What Quality Assurance personnel aim at is to ensure that the products are manufactured in accordance with the registration requirements and the final drug products are of consistent quality by minimizing the risks of contamination, cross-contamination and mix-ups or errors in manufacturing process.
Quality Assurance is a significant part of the quality management system. The manufacturer should found Quality Assurance system with the support of a complete documentation system to ensure its effective operation. Quality Assurance monitoring covers the entire life cycle of drug products. Quality management department should perform in accordance with the appropriate written specifications. If something what can adversely affect the component, drug product containers or closures happened, the causes of defects should be investigated and appropriate actions shall be taken actually. Also, remedial methods are supposed to be exercised to prevent a reoccurrence of the problem.
- Methods
By reviewing literature, and the most advanced knowledge about the Good Manufacturing Practices(GMP) domestic and overseas, combining with the internship in NOVAST, with the guidance of director teacher and senior, I will finish the papers Quality monitoring during in-process quality assurance.
- Content
Any untested components shall be examined visually before acceptance and be stored under quarantine, and cannot be released to use by quality control unit until sampled, tested or examined.
Next, the untested components shall be sampled based upon criteria, such as component variability, confidence levels, degree of precision desired, the past quality history of the supplier, and the quantity needed for analysis in accordance with the appropriate written specifications.
Finally, any lot of the components that meets the specifications or even with some temporary and appropriate deviation shall be approved. And the rejected things will be identified and controlled under a quarantine system designed to prevent their use in manufacturing or processing operations.
However, before put into production, if something what can adversely affect the components, a retest or reexamination shall be conducted as appropriate to decide whether approve or reject.

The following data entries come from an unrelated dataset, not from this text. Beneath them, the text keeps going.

PR #7862, opened 2019-02-01
Fix styling issues with Toggle Panes buttons (fixes #7742)

### LINKED ISSUE #7742: Left "Collapse panes" button icon is blurry
The left "Collapse panes" button (whose label could change, see #7737) has a blurry icon on 1x displays, both on the horizontal and vertical axis.

The SVG icon itself is alright, but it's a 16px icon centered inside an odd-numbered box. (If you center a 16px icon in a 25px-wide content area, you get 9.5px on each side. You will get a blurry rendering at least in Firefox; Chrome may be forcing SVG elements to align with the pixel grid, I'm not sure.)

Causing the issue:
- Width: we have a even `min-width` and a 1px border. The border should probably be removed.
- Height: the button has `height: inherit`, which makes it inherit the height of its parent, which is `29px`. We should remove the height altogether, since the button is a flex child of the toolbar and already stretches on the y axis.

As a side note, we are rotating the full button to reverse the icon. We should only rotate the SVG element (or its parent `<i>` element), not the button itself.

I'm also not found of the transition when rotating. We don't have one for similar buttons in Inspector and Network, and it would be nice to be consistent across DevTools. An animated rotation on an element which also jumps from one place to another (when we show/hide the sidebar) feels a bit strange too.

fvsch:
Fixes #7742

- Gets updated CSS (variables.css, common.css) from mozilla-central
- Use the new `--theme-icon-color` for icon color
- Sets button font-size and font-family to inherit; on Linux they tend to inherit the system font-size, was 16px (and a 21px line-height) in my case, can be 14.5px by default (11pt), etc. This creates a bunch of alignment issues due to the big line-height. Note: there is a similar style in m-c's common.css, but for some reason it doesn't seem to apply here. Maybe the `html|button` selector syntax doesn't work for the Debugger or doesn't work in all contexts?
- Make sure we have two different icon designs for "expand panes" and "collapse panes". The arrow in "expand" should point away from the sidebar, and the arrow in "collapse" should point towards the sidebar. Just flipping the "expand" icon doesn't make it convey "collapse" correctly. Incidentally, this helps us simplify the CSS code because we don't have to mentally compute the correct rotation for different parameters. :D
- Remove the button's `height:inherit`, which make them 31px and causes misalignments and bluriness. They're flex children with `align-self: stretch`, so not having a height at all is fine.
- The PaneToggleButton component was accepting a `collapsed` boolean prop, but treating it as meaning the opposite of the boolean value. When clicking the button, it would basically say "set the pane's collapsed state to this value I received". As a result, when using the PaneToggleButton we had to invert the "collapsed" state we were passing to it. And also, we were outputting the "collapsed" class on buttons for panes which were NOT collapsed and not outputting that class on buttons for panes which WERE collapsed. Not sure that's clear. But basically, we were doing this _backward_s (and _wrongly_, for the element's class). So, well, I tried to fix that.

### DIFF
--- a/images/pane-collapse.svg
+++ b/images/pane-collapse.svg
@@ -1,0 +1,7 @@
+<!-- This Source Code Form is subject to the terms of the Mozilla Public
+   - License, v. 2.0. If a copy of the MPL was not distributed with this
+   - file, You can obtain one at http://mozilla.org/MPL/2.0/. -->
+<svg xmlns="http://www.w3.org/2000/svg" viewBox="0 0 16 16" width="16" height="16">
+  <path d="M4 3H2v10h2V3zm7 7V6L8 8l3 2z" fill-opacity=".3"/>
+  <path d="M11.47 10.88A1 1 0 0 0 12 10V6a1 1 0 0 0-1.55-.83l-3 2a1 1 0 0 0 0 1.66l3 2c.3.2.7.23 1.02.05zM8 8l3-2v4L8 8zM2 2h12c.6 0 1 .4 1 1v10c0 .6-.4 1-1 1H2c-.6 0-1-.4-1-1V3c0-.6.4-1 1-1zm12 11V3H5v10h9zM2 13h2V3H2v10z"/>
+</svg>
--- a/images/pane-expand.svg
+++ b/images/pane-expand.svg
@@ -1,0 +1,7 @@
+<!-- This Source Code Form is subject to the terms of the Mozilla Public
+   - License, v. 2.0. If a copy of the MPL was not distributed with this
+   - file, You can obtain one at http://mozilla.org/MPL/2.0/. -->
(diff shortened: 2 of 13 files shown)


fvsch:
Since I changed a few things in PaneToggleButton, the snapshots are out of date. What's the right course of action to fix that?

There's also a test setting the `collapsed` prop to a string instead of a boolean, which I could fix.

fvsch:
I've updated the `PaneToggleButton.spec.js` test and its snapshop to match the changes in `PaneToggleButton.js`. I still need to work my way through other tests and snapshots.

fvsch:
- Fixed tests (and updated 2 snapshots)
- Removed `package.json` change (it's the same dependency bump as what was done on master) and `yarn.lock`.

I think we can move to `pr-needs-review`.

darkwing:
This is wonderful @fvsch !  Thank you so much!

PR #7869, opened 2019-02-02
Improve SourcesTreeItem.mapStateToProps performance by storing plain urls

wartmanm:
Without storing them, every visible tree item does the same work of trimming query parameters from every URL, which gets expensive pretty quickly.

I ended up not using reselect because it didn't seem like a good fit - there's no way to know what changed, so you'd have to rebuild the entire plain URL map every time the URL map changed.

For testing, I navigated the debuggee to https://wartmanm.github.io/debugger-benchmarks/500-scripts.html, made sure the source list in the debugger was fully expanded, and profiled adding a watch expression of "1 + 1".

Before: https://perfht.ml/2Sj4MvH
After: https://perfht.ml/2SgTfNz

I'd like to tackle getHasMatchingGeneratedSource and checkHasPrettySource as well, but this has a much bigger impact.

### DIFF
--- a/src/reducers/sources.js
+++ b/src/reducers/sources.js
@@ -260,7 +260,7 @@ function updatePlainUrl(state: SourcesState, source: Object) {
   if (!source.url || state.urls[source.url]) {
     return;
   }
-  const plainUrl = source.url.split("?")[0];
+  const plainUrl = getPlainUrl(source.url);
   const existing = state.plainUrls[plainUrl] || [];
   state.plainUrls[plainUrl] = [...existing, source.url];
 }
@@ -568,6 +568,11 @@ function getSourcesByUrlInSources(
   return urls[url].map(id => sources[id]);
 }
 
+function getPlainUrl(url: string): string {
+  const queryStart = url.indexOf("?");
+  return queryStart !== -1 ? url.slice(0, queryStart) : url;
+}
+
 export function getSourcesUrlsInSources(
   state: OuterState,
   url: string
@@ -575,7 +580,7 @@ export function getSourcesUrlsInSources(
   if (!url) {
     return [];
   }
-  const plainUrl = url.split("?")[0];
+  const plainUrl = getPlainUrl(url);
   const plainUrls = getPlainUrls(state);
   return plainUrls[plainUrl] || [];
 }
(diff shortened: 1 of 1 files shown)


darkwing:
Awesome work @wartmanm !

jasonLaster:
Hey @wartmanm two things:

1. could you open a new PR with a feature branch
2. what do you think about passing a set of siblings into SourceTreeItem? This might simplify the search quite a bit -- https://gist.github.com/d6fc2835d0ef5c6d84f39e8bc81579ca

darkwing:
Great suggestion @jasonLaster!  Thoughts on this @wartmanm ?

darkwing:
@wartmanm Hi! :) . Would you be able to push this to a feature branch so we could help tweak it?  Thank you!

wartmanm:
Sorry for the extended silence.  I've been delving into the approach jasonLaster described above.

There's a complication in getting it to work as-is: [the tree only re-renders nodes when their `item` prop changes](https://github.com/firefox-devtools/debugger.html/blob/master/packages/devtools-components/src/tree.js#L96), so the sibling prop wouldn't be updated when new sources were added.
You can modify `addToTree` so that neighboring nodes are updated, but I worry that this would still leave other users of `hasSiblingOfSameName`, like `BreakpointHeading`, in the lurch.  (I'm not sure if there is a way around that; I haven't dug into breakpoints enough yet.)

I'm honestly not sure what to do at this point.

wartmanm:
Does pushing a feature branch involve anything besides naming the branch something other than "master"?  Github won't let me change the source branch of this pull request, and I don't want to create another defective one.

jasonLaster:
Yep. Create a new branch locally and then push it and open a PR.

jasonLaster:
Hmm I think you bring up a good point about the complication with item. We've refactored the sources reducer quite a bit. 

Could you update your PR with your initial idea and we can re-evaluate?

jasonLaster:
@wartmanm i was thinking about the assertion that we only update when `item` changes. I think we found a loop hole when doing blackboxing because was want to update the node when the source is blackboxed. The loop hole is updating the SourceTreeItem's key property so that it unmounts and re-mounts. This is fine for sources bc there are no children

PR #7875, opened 2019-02-04
Add better keyboard support for focusable elements inside ObjectInspe…

### LINKED ISSUE #7874: Make ObjectInspector accessible to keyboard when focusable.
At the moment even when ObjectInspector is set to be focusable, focus handling does not work very well for focusable elements that are inside the TreeNode items of its internal Tree. To be consistent with other tools in the toolbox (primarily markup inspector) it'd be ideal to allow to explicitly activate/deactivate a TreeNode for keyboard navigation using Enter[Space]/Escape respectively. Similarly how it happens in the markup view.

yzen:
…ctor and Tree components (fixes #7874)(#7874).

Fixes #7874

* Update Tree component's focus handling. Instead of activate node Tree props, allow TreeNode to handle its inner focus independently when it is set to be active.


packages/devtools-components/src/tests/tree.js
```diff
@@ -195,6 +203,159 @@ describe("Tree", () => {
...
+    });
+    wrapper.getDOMNode().focus();
+    expect(formatTree(wrapper)).toMatchSnapshot();
+    expect(wrapper.find(".active").exists()).toBe(false);
+    expect(wrapper.getDOMNode().ownerDocument.activeElement).toBe(
+      wrapper.getDOMNode()
+    );
+
+    simulateKeyDown(wrapper, "Enter");
+    expect(wrapper.find(".active").prop("id")).toBe("key-L");
```
nchevobbe: maybe we could have a snapshot check here as well `expect(formatTree(wrapper)).toMatchSnapshot();`

src/components/SecondaryPanes/tests/__snapshots__/Expressions.spec.js.snap
```diff
@@ -17,7 +17,6 @@ exports[`Expressions should always have unique keys 1`] = `
         autoExpandDepth={0}
         createObjectClient={[Function]}
         disableWrap={true}
-        focusable={false}
```
nchevobbe: I'm not sure we want those changes in this file?
I guess it could be because `focusable` defaults to `true`.
If we still want that, maybe we should put `focusable: false` on the `Expression` component.

@darkwing should the Object in the Expressions panel be focusable?

packages/devtools-components/src/tests/tree.js
```diff
@@ -653,14 +778,27 @@ function getTreeNodes(wrapper) {
...
     key,
     preventDefault: () => {},
-    stopPropagation: () => {}
+    stopPropagation: () => {},
+    ...options
   });
 }
 
+function renderItemWithFocusableContent(x, depth, focused, arrow) {
+  let children = [{}, arrow, focused ? "[" : null, x, focused ? "]" : null];
```
nchevobbe: nit: we should put the closing bracket after the `if (x === "L")` block so it "wraps" the whole line.

nchevobbe: also, I'd exclude the first object from the array since it's the `dom.div` option object, and not a children

packages/devtools-components/src/tests/tree.js
```diff
@@ -653,14 +778,27 @@ function getTreeNodes(wrapper) {
...
+  if (x === "L") {
+    children = [
+      ...children,
+      dom.a({ id: "active-anchor", href: "#" }, "anchor")
+    ];
+  }
+
+  return dom.div(...children);
```
nchevobbe: If we remove the `{}` from the `children` array, we can change this line into: 

```suggestion
  return dom.div({}, children);
```

packages/devtools-components/src/tests/tree.js
```diff
@@ -653,14 +778,27 @@ function getTreeNodes(wrapper) {
...
+    ...options
   });
 }
 
+function renderItemWithFocusableContent(x, depth, focused, arrow) {
+  let children = [{}, arrow, focused ? "[" : null, x, focused ? "]" : null];
+  if (x === "L") {
+    children = [
+      ...children,
+      dom.a({ id: "active-anchor", href: "#" }, "anchor")
```
nchevobbe: nit: could we put a space before the "anchor" ? It's only to make it a tad better in snapshots.

yzen:
> Excellent work @yzen! I love it!
> 
> How did you manually test this patch? What are our risks with it?

Essentially for the ObjectInspectors that have focusable property set to true (such as scopes, for example) you can ensure that you can tab into the scopes tree and tab out without having to go through the whole tree. In terms of activation you would need a row that has something focusable (for example a open inspector button that nodes reps have). You can also notice that with the trees in the debugger, ArrowExpander is an actual button and it is no longer focusable unless its tree node is "active".

This code is essentially identical to the m-c version: https://bugzilla.mozilla.org/show_bug.cgi?id=1424159 where you can see it in action with the a11y panel sidebar.

packages/devtools-components/src/tree.js
```diff
@@ -12,6 +12,20 @@ require("./tree.css");
 // depth
 const AUTO_EXPAND_DEPTH = 0;
 
+// Simplied selector targetting elements that can receive the focus, full
+// version at
+// http://stackoverflow.com/questions/1599660/which-html-elements-can-receive-focus
+// .
```
nchevobbe: this bit is a bit weird :)

packages/devtools-components/src/tree.js
```diff
@@ -679,10 +812,37 @@ class Tree extends Component {
...
     }
   }
 
+  /**
+   * Current active element within the document.
+   * @return {DOMNode}
+   *         Current active element within the document if available.
+   */
+  get activeElement() {
+    return this.treeRef.current.ownerDocument.activeElement;
```
nchevobbe: should we guard on `this.treeRef` ? (in case this is called before the component is mounted/after it's unmounted) ?

src/components/SecondaryPanes/tests/__snapshots__/Expressions.spec.js.snap
yzen: AFAIK, this should be focusable or it is simply inaccessible. Changes to tree should make it not annoying to tab through.

packages/devtools-components/src/tree.js
yzen: Ah that's taken from:
https://github.com/mozilla/gecko-dev/blob/master/devtools/client/shared/focus.js

nchevobbe: weird!

packages/devtools-components/src/tree.js
yzen: I can add that!

darkwing:
This works great for me!  Awesome work @yzen !

jasonLaster:
Unfortunately, this patch fails browser_webconsole_object_in_sidebar_keyboard_nav.

https://treeherder.mozilla.org/#/jobs?repo=try&revision=9677d62d2832352c2eab422171d641b7c97c7aa6&selectedJob=229134680

jasonLaster:
@yzen that makes sense. I can land the release with the revert so it is easy to fix in MC

PR #7878, opened 2019-02-04
Fix: Double-clicking watch expression values causes editing

### LINKED ISSUE #7867: Double-clicking watch expression values causes editing
Reps in other parts, like the Scopes panel, allow double-click to select text. Watch expressions listen on the whole element for double-clicks and switch to edit; even though only the expression should be editable.

This matches behavior for Chrome as well.

@darkwing, possibly a good first bug?

lawrencek0:
Fixes #7867 

### Summary of Changes

* Moved the function `editExpression` to ObjectInspector to pass it to ObjectInspectorItem


princiya:
@lawrencek0 Please update the Jest snapshot - `yarn test -u` 🙏🏻

darkwing:
This is a great start @lawrencek0 !  Welcome!

One thing I did notice was that if I add the expression `document.body.firstChild`, expand the node, then double-click a property (like `async`), the edit interface appears.  I think we need to isolate the doubleclick-to-edit to *just* the property entered by the user.

packages/devtools-reps/src/object-inspector/components/ObjectInspectorItem.js
```diff
@@ -286,7 +293,8 @@ class ObjectInspectorItem extends Component<Props> {
                 setExpanded: this.props.setExpanded
               });
             }
-          : undefined
+          : undefined,
+        onDoubleClick: onExpressionDblClick
```
darkwing: I see that the `renderLabel` function this appears in has a few interesting things we could try:

1.  The `onClick` has a check for selection:  `if (Utils.selection.documentHasSelection()) {` ; maybe that could be of use?

2.  There is a `depth` check; maybe if `depth` is one, and there's more than one depth, we ignore on depth 0?

lawrencek0: Thanks @darkwing. I implemented a depth check for that

flodolo:
I have the feeling there were some issues with a rebase? I see changes that I'm not sure belong to this PR, at least in the .properties file

lawrencek0:
I am not sure. I rebased from the origin/master branch. Should I close this PR and open a new one in a new branch?

darkwing:
@lawrencek0 It may be easiest to do such, since your changes were small. 👍

lawrencek0:
Closing for #8013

The procedures for production and process controls are designed to assure that the consistent quality of drug products and are executed in the performance. They include personnel qualification, equipment qualification, raw materials and purified water qualification, heat ventilation air conditioning system (HVAC), process validation, sampling and testing,deviation handling and finished product released, and so on. All of these set forth are aimed at assuring the consistent quality of the final drug products.